Action item:
Search the data below, and report every line in which "battledata" occurs.

[Saved data entries]
..............................
PR #757, opened 2016-08-13
Allow the battle engine to manually cure status after -cureteam

urkerab:
Once this is live, Aromatherapy and Heal Bell can be changed to `this.add('-cureteam', '[from] ' + move, '[of] ' + pokemon);` which I'll submit in a separate PR. This allows old replays to continue to display the whole team being cured which is slightly less incorrect than there not being anything cured.

### DIFF
--- a/js/battle.js
+++ b/js/battle.js
@@ -4206,7 +4206,7 @@ var Battle = (function () {
 				}
 				break;
 
-			case '-cureteam':
+			case '-cureteam': // For old gens when the whole team was always cured
 				var poke = this.getPokemon(args[1]);
 				for (var k = 0; k < poke.side.pokemon.length; k++) {
 					poke.side.pokemon[k].status = '';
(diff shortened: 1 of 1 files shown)


Zarel:
?

Zarel:
What's wrong with the current syntax of passing the pokemon in `args[1]`?

urkerab:
Because that's what old replays do, so if we just stop curing the team, they will appear to break.

Zarel:
Um, why not just `-activate`? If the activation doesn't cure the team, `-cureteam` is entirely the wrong minor action to use.

urkerab:
OK, so then Aromatherapy/Heal Bell can just use this.add('-activate', pokemon, move); ?

Zarel:
Yeah.

urkerab:
Rewrote the comment as the old code is still useful for old gens.

PR #866, opened 2017-02-16
Properly format Pokemon with event abilities in /data

asgdf:
To be specific, to fix this: 
grafik

### DIFF
--- a/js/battledata.js
+++ b/js/battledata.js
@@ -486,22 +486,17 @@ var Tools = {
 			buf += '</span> ';
 			buf += '<span style="float:left;min-height:26px">';
 			if (template.abilities['1']) {
-				buf += '<span class="col twoabilitycol">';
+				buf += '<span class="col twoabilitycol">' + template.abilities['0'] + '<br />' + template.abilities['1'] + '</span>';
 			} else {
-				buf += '<span class="col abilitycol">';
+				buf += '<span class="col abilitycol">' + template.abilities['0'] + '</span>';
 			}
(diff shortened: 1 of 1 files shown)


js/battledata.js
```diff
@@ -486,22 +486,17 @@ var Tools = {
...
-				if (i == 'H') {
-					ability = '</span><span class="col abilitycol"><em>' + (template.unreleasedHidden ? '<s>' + ability + '</s>' : ability) + '</em>';
-				}
-				buf += ability;
+			if (template.abilities['S']) {
+				buf += '<span class="col twoabilitycol' + (template.unreleasedHidden ? ' unreleasedhacol' : '') + '"><em>' + template.abilities['H'] + '<br />' + template.abilities['S'] + '</em></span>';
+			} else if (template.abilities['H']) {
+				buf += '<span class="col abilitycol' + (template.unreleasedHidden ? ' unreleasedhacol' : '') + '"><em>' + template.abilities['H'] + '</em></span>';
+			} else {
+				buf += '<span class="col abilitycol" />';
```
Zarel: This is HTML, not XML; `<span />` is invalid code; you need to write `<span></span>`

Zarel: `<span />` is actually treated as `<span>` (an unclosed tag) by HTML, unfortunately.

asgdf:
TIL, didn't know that. I assumed it worked for all empty elements. Anyway, fixed.

Zarel:
Yeah, I guess it's better this way for explicitness...

PR #869, opened 2017-02-22
Add /clear to PMs

sparkychildcharlie:
In response to [this suggestion that I find useful and interesting][1], I added /clear to the PM box.  This does:
- closes the pm box
- flushes out chat history and the inner HTML.

(PS: Please let me know if you want this as a regular chatroom based command as well, I can __totally__ try to add that too!)

[1]: http://www.smogon.com/forums/threads/suggestions.3534365/page-49#post-7230510

### DIFF
--- a/js/client-mainmenu.js
+++ b/js/client-mainmenu.js
@@ -326,6 +326,9 @@
 					delete app.ignore[userid];
 					$chat.append('<div class="chat">User ' + userid + ' no longer ignored.</div>');
 				}
+			} else if (text.toLowerCase() === '/clear') {
+				this.closePM(userid);
+				this.$pmBox.find('.pm-window-' + userid).find('.inner').empty();
 			} else {
 				text = ('\n' + text).replace(/\n\n/g, '\n').replace(/\n/g, '\n/pm ' + userid + ', ').substr(1);
 				if (text.length > 80000) {
--- a/js/client-mainmenu.js
+++ b/js/client-mainmenu.js
@@ -329,6 +329,7 @@
 			} else if (text.toLowerCase() === '/clear') {
 				this.closePM(userid);
 				$chat.empty();
+				delete this.chatHistories[userid];
 			} else {
 				text = ('\n' + text).replace(/\n\n/g, '\n').replace(/\n/g, '\n/pm ' + userid + ', ').substr(1);
 				if (text.length > 80000) {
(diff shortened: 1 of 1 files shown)


js/client-mainmenu.js
```diff
@@ -326,6 +326,9 @@
 					delete app.ignore[userid];
 					$chat.append('<div class="chat">User ' + userid + ' no longer ignored.</div>');
 				}
+			} else if (text.toLowerCase() === '/clear') {
+				this.closePM(userid);
+				this.$pmBox.find('.pm-window-' + userid).find('.inner').empty();
```
Slayer95: This could be just ``$pmWindow.find('.inner').empty()`` afaict.

sparkychildcharlie: ah thanks! Sorry, I'm not as familiar with client... yet!

sparkychildcharlie: (i used ``$chat.empty()``)

Slayer95:
It's not intuitive for ``/clear`` to also close the PM.

> as a regular chatroom based command

To be *clear*, this is already a client-side command for chat rooms, and it doesn't close the room.

sparkychildcharlie:
@Slayer95 would you prefer another name, or for this just to __not__ close the pm?

Slayer95:
Also,

> flushes out chat history

I don't see where this is done? Perhaps you forgot to commit it?

sparkychildcharlie:
doesn't ``$chat.empty()`` do that? This is what is used in the chatroom command /clearpms (of which this is a single instance of what that does) and after using it, reopening the pm box will not have any of the previous proceedings showing.

Or is there something very important I'm overlooking?

Slayer95:
Oh, *that* history. I thought you meant the history that is browsed with Up Arrow / Down Arrow, which ``/clearpms`` doesn't flush either. This would be done with ``delete this.chatHistories[userid]``.

sparkychildcharlie:
I'll wipe that too then i guess.

Zarel:
...no, don't wipe up/down history :|

Zarel:
Also, I thought we agreed not to close the PM?

sparkychildcharlie:
Sorry Zarel, I didn't notice the edit in that post.   This just clears the HTML in the pm box then.

Zarel:
Looks good. Thanks!

PR #870, opened 2017-02-22
Make hidden avatars last through into the next PS session

sparkychildcharlie:
- hardcode those avatars as potential values that will be written into localStorage.

### DIFF
--- a/js/client-chat.js
+++ b/js/client-chat.js
@@ -868,9 +868,12 @@
 
 			case 'avatar':
 				var parts = target.split(',');
-				var avatar = parseInt(parts[0], 10);
+				let avatarString = toId(parts[0]);
+				var avatar = parseInt(avatarString, 10);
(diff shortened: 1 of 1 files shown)


js/client-chat.js
```diff
@@ -868,9 +868,12 @@
 
 			case 'avatar':
 				var parts = target.split(',');
-				var avatar = parseInt(parts[0], 10);
+				var avatarString = toId(parts[0]);
+				var avatar = parseInt(avatarString, 10);
 				if (avatar) {
 					Tools.prefs('avatar', avatar);
+				} else if (['bw2elesa', 'teamrocket', 'yellow', 'zinnia', 'clemont'].includes(avatarString)) { // custom avatar exceptions
```
sirDonovan: The client supports down to ES3 so you need to use <code>indexOf</code> here.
..............................
Expected answer:
--- a/js/battledata.js
+++ b/js/battledata.js
js/battledata.js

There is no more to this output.